Вся контрразведка три дня не спала, не пила и не ела, пытаясь разобраться в сути сказанного. Кто старый? Что за орёл? Как это он вдруг не вылетит?... Это же не просто иносказание, это может быть шифр! Коварство британцев в дипломатических играх было всем давно известно... Поэтому советская сторона отреагировала незамедлительно. На всякий случай была втрое усилена личная охрана Сталина, а также выставлены дополнительные караулы вокруг двух самолетов, на борту которых прилетела и должна была улетать обратно советская делегация. В результате, одним из бдительных часовых был тяжело ранен сержант-американец, решивший по дикости, глупости и наивности  сфотографировать на память самолет Сталина. А кто-то из английских офицеров, попытавшийся сделать тоже самое, был скручен, препровожден «куда надо» и там с пристрастием  допрошен.
 
Но, в конце концов, четырёхдневная конференция закончилась. Война не могла долго ждать, и гости стали разлетаться по своим делам и странам. Сталин улетал первым. И к удивлению провожающих улетел он совсем не на том так тщательно охраняемом самолете. Прямо перед прощанием на летном поле приземлился советский военно-транспортный самолет, на борт которого тотчас же после остановки винтов поднялся личный сталинский экипаж, а через несколько минут вслед за ним неторопясь взошел сам Сталин. Так, знаете... На всякий случай... Мало ли что имел в виду глуховатый Черчиль. Кто не улетит?... Куда не улетит?... Почему не улетит?... Вот ведь в чем главный вопрос! Одни шпионы кругом, понимаешь!

Товарищ Сталин никогда и никому не доверял. Нет, не подумайте! Не то чтобы не доверял совсем. Но если и доверял, то строго проверял, а значит никому не доверял до конца. Тем более союзникам. Сегодня одни, завтра другие – знаете эти большевиcтские штучки.  Со середняком на кулака, с бедняком на середняка. С Гитлером против Польши, с Америкой против Гитлера! Как он только все это в голове держал? Что сказать? Вождь! Гений!

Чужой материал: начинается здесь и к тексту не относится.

PR #1314, opened 2023-07-12
Reactions: Add more button

langleyd:
# What's in this PR
- Adds the "Add more" button to the reaction layout if there are greater than 0 already, for quickly adding more reactions.
- Create `ReactionLayoutItemType` `LayoutValueKey` to tag subviews with `ReactionLayoutItem`
- Add `LayoutValueKey` support to the layout mocks
- Make the animation of the addMore and collapse buttons consistent

# What does it look like
Simulator Screen Recording - iPhone 14 Pro - 2023-07-12 at 09 51 00


pixlwave (commented):
I still need to look at the changes in the flow layout, but finishing for today so posting this for now :)

ElementX/Resources/Assets.xcassets/images/timeline/timeline-reaction-add-more.imageset/Contents.json
```diff
@@ -0,0 +1,12 @@
+{
+  "images" : [
+    {
+      "filename" : "timeline-reaction-add-more.pdf",
+      "idiom" : "universal"
```
pixlwave, line 5: I think you want to check the `Preserves Vector Data` checkbox in the inspector to avoid this being rendered to a bitmap representation.

ElementX/Sources/Other/CollapsibleFlowLayout/CollapsibleReactionLayout.swift
pixlwave, line 1: Looks like theres a few instances of `row`/`horizontalSpacing`/`verticalSpacing` → `line`/`hSpacing`/`vSpacing` in this file, otherwise LGTM.

An unimportant thing I'm wondering (without really knowing about how it works) is that we calculate the view sizes quite a bit. Do you think the `cache` parameter could help us with that?

pixlwave (approved):
Sorry for the delay coming back to this one. LGTM 👍

Issue #1289, opened 2023-07-08
Ability to know when people sent a given emoji reaction


ara4n:
* If you long-tap on a emoji reaction, you get told who sent which emoji.  (This is very undiscoverable, but that's a separate issue)
* Weirdly, it doesn't tell you when the emoji got sent though.  If you care enough about who specifically reacted to a message, though, you'd expect to also be told *when* they did so - just as EW/ED does, given the app obviously knows that info, and it's useful to know if you're trying to track when someone handshook on a message (thinking in terms of the all-to-often-forgotten 'people coordinator' persona)

pixlwave:
Adding a note that this is already in progress.

PR #1320, opened 2023-07-12
Sort reactions on the timeline by count and then timestamp and show the date on the summary view

langleyd:
# What's in this PR
- Sort reaction aggregations on the timeline by count and then by most recent timestamp ascending(tagging new reactions on the end)
- Show the timestamp on the summary view and sort descending(newest at the top)

# What does it look like


ElementX/Sources/Services/Timeline/TimelineItemContent/AggregratedReaction.swift
```diff
@@ -23,7 +23,15 @@ struct AggregatedReaction: Hashable {
...
     let key: String
     /// The user ids of those who sent the reactions
-    let senders: [String]
+    let senders: [ReactionSender]
+}
+
+/// Details of who sent the reaction
+struct ReactionSender: Hashable {
+    /// The id of the user who sent the reaction
+    let senderId: String
```
pixlwave, line 32: We generally use `ID` on the Swift side :)
```suggestion
    let senderID: String
```

ElementX/Sources/Services/Timeline/TimelineItems/RoomTimelineItemFactory.swift
```diff
@@ -313,13 +313,22 @@ struct RoomTimelineItemFactory: RoomTimelineItemFactoryProtocol {
...
+            return AggregatedReaction(accountOwnerID: userID, key: reaction.key, senders: senders)
         }
         .sorted { a, b in
-            // Sort by count and then by key for a consistence experience.
-            // Otherwise emojis can switch around. We can replace
-            // with timestamp as a secondary sort when it is available.
-            (a.count, a.key) > (b.count, b.key)
+            // Sort aggregated reactions by count and then by most recent reaction
+            if a.count == b.count {
+                return a.senders[0].timestamp < b.senders[0].timestamp
```
pixlwave, line 329: Should this be the other way around for most recent?
```suggestion
                return a.senders[0].timestamp > b.senders[0].timestamp
```

pixlwave (approved):
LGTM 😎

ElementX/Sources/Services/Timeline/TimelineItems/RoomTimelineItemFactory.swift
langleyd: The comment should be clearer. It's sorted by count and then by aggregation with most recent reaction(index zero in the aggregation's list of reactions, which are in descending order from line 321) in ascending order(so new reactions are added to the end of the reaction layout).

I'll write that in a clearer way :)

pixlwave: Right, understood 👍

aringenbach:
Fixes #1289

PR #1322, opened 2023-07-13
UI Tests fixes.

pixlwave:
This PR makes various changes to UI tests:
- Fix stale snapshots.
- Fix incorrect placeholder coordinator.
- Move runs to the performance testing runner.
- Sync runs to every 12 hours with a 6 hour offset compared to integration tests.
- Reset the simulator before each run (likely unnecessary but *does* fix the keyboard being hidden)
- Zip the test results bundle to speed up uploads as it contains *lots* of little files.

Awaiting result from run [here](https://github.com/vector-im/element-x-ios/actions/runs/5542457472).

### DIFF
--- a/.github/workflows/integration-tests.yml
+++ b/.github/workflows/integration-tests.yml
@@ -2,7 +2,7 @@ name: Integration tests
 
 on:
   schedule:
-    - cron:  '0 * * * *'
+    - cron:  '0 6,18 * * *'
     
   workflow_dispatch:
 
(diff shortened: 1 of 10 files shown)


michaelkaye (commented):
This looks fine from the perf timing interactions - we could even run the UI tests 7 days a week, rather than just mon-fri (1-5) - the machine will be idle otherwise.

alfogrillo (approved):
LGTM

PR #1323, opened 2023-07-13
Update SDK

pixlwave:
This PR updates the SDK and handles the async start method.


ElementX/Sources/Services/Client/ClientProxy.swift
```diff
@@ -110,19 +110,26 @@ class ClientProxy: ClientProxyProtocol {
     }
 
     var isSyncing: Bool {
-        roomListService?.isSyncing() ?? false
+        isStartingSync || roomListService?.isSyncing() ?? false
```
Velin92, line 113: maybe at this point since the appService is composed of more than just the roomListService I think instad of relying on roomListService?.isSyncing, we should instead create a new variable, and set it to true or false according to the observation state of the app service.
WDYT?

Velin92 (approved):

ElementX/Sources/Services/Client/ClientProxy.swift
pixlwave: Sounds sensible to me, will look at this separately to get this merged ready for the Nightly build.

PR #1324, opened 2023-07-13
Redacting is now displayed for moderators in groups

Velin92:
If the room is not direct we can now check if the current user is actually able to redact a message or not.

This requires an SDK update.


ElementX/Sources/Screens/RoomScreen/RoomScreenViewModel.swift
```diff
@@ -104,7 +106,14 @@ class RoomScreenViewModel: RoomScreenViewModelType, RoomScreenViewModelProtocol
         case .markRoomAsRead:
             Task { await markRoomAsRead() }
         case .timelineItemMenu(let itemID):
-            showTimelineItemActionMenu(for: itemID)
+            Task {
+                if case let .success(value) = await roomProxy.canUserRedact(userID: roomProxy.currentUserID) {
+                    canCurrentUserRedact = value
+                } else {
+                    canCurrentUserRedact = false
+                }
```
pixlwave, line 114: Would it make more sense to make this call just a single time early in the view model's the lifecycle, and then use the value without needing an await?

pixlwave (approved):

ElementX/Sources/Screens/RoomScreen/RoomScreenViewModel.swift
Velin92: what if the user power level has changed? We would loose the change.
the call is quite fast the only reason I am saving the value is because otherwise I need to use a semaphore in the @MainActor closure.

PR #1327, opened 2023-07-14
Updating members after an ignore/unignore action has been performed.

Velin92:
fixes https://github.com/orgs/vector-im/projects/43/views/60?pane=issue&itemId=28399782

### DIFF
--- a/ElementX/Sources/Screens/RoomMemberDetailsScreen/RoomMemberDetailsScreenViewModel.swift
+++ b/ElementX/Sources/Screens/RoomMemberDetailsScreen/RoomMemberDetailsScreenViewModel.swift
@@ -57,9 +57,7 @@ class RoomMemberDetailsScreenViewModel: RoomMemberDetailsScreenViewModelType, Ro
         switch result {
         case .success:
             state.details.isIgnored = true
-            Task.detached {
-                await self.roomProxy.updateMembers()
-            }
+            updateMembers()
         case .failure:
             state.bindings.alertInfo = .init(id: .unknown)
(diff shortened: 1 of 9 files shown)


ElementX/Sources/Screens/RoomMemberDetailsScreen/RoomMemberDetailsScreenViewModel.swift
```diff
@@ -55,6 +57,9 @@ class RoomMemberDetailsScreenViewModel: RoomMemberDetailsScreenViewModelType, Ro
         switch result {
         case .success:
             state.details.isIgnored = true
+            Task.detached {
+                await self.roomProxy.updateMembers()
+            }
```
alfogrillo, line 62: Why do you need to call `await self.roomProxy.updateMembers()` inside a detached Task?
Since you are `await`ing, blocking the main thread shouldn't be a concern right?

Velin92: I just didn't want to block the main thread for an API that is quite fast and that does not impact the current view model's UI.
I imagine this Task can run concurrently on another in a bg thread since is essentially an update of the values from the DB without slowing down the UI/main thread.
Is not really that important since as I said is quite fast, it felt more optimal to me.

But I am okay to remove it if you think is not necessary.

Ofc

alfogrillo (approved):
LGTM

pixlwave (approved):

Но вот шумливый и болтливый преемник Генералиссимуса, Никита Хрущев, прослышавший в Кремлевских куларах об этой суперсекретной залепухе, во время своего визита в Лондон по окончании переговоров с тогдашним (в 1956 году) уже Премьер-Министром Энтони Иденом, вдруг ни с того, ни с сего, и внепротокольно решил прояснить для себя суть этой почти забытой криминальной ситуации. Сталин, к этому времени, уже три года, как почил в бозе. Черчиль в тот момент  вовсю писал и рисовал, пребывая не у дел и вне политического круга. Стесняться было некого и нечего. Вот советский лидер, и от природы нестеснительный, возьми да и расскажи в лицах ту давнюю историю и поинтересуйся, что же было написано его теперешним собеседником в той самой сожженной сэром Уинстоном в Тегеране записочке, вызвавшей впоследствии такую непростую реакцию у товарища Сталина. Иден нахмурился, задумался и поднял глаза к потолку. А потом, просветлев лицом и вспомнив, засмеялся и изрёк содержание своего «секретного» послания: «Мне кажется, у вас расстегнуты брюки, Сэр!»

За свою жизнь я слышал множество подобных повествований, героями которых были вышеназванные персонажи. Степень их правдивости и достоверности была, естественно ни на йоту не выше, только что рассказанной. Поэтому будем считать её первой из такого ряда историй.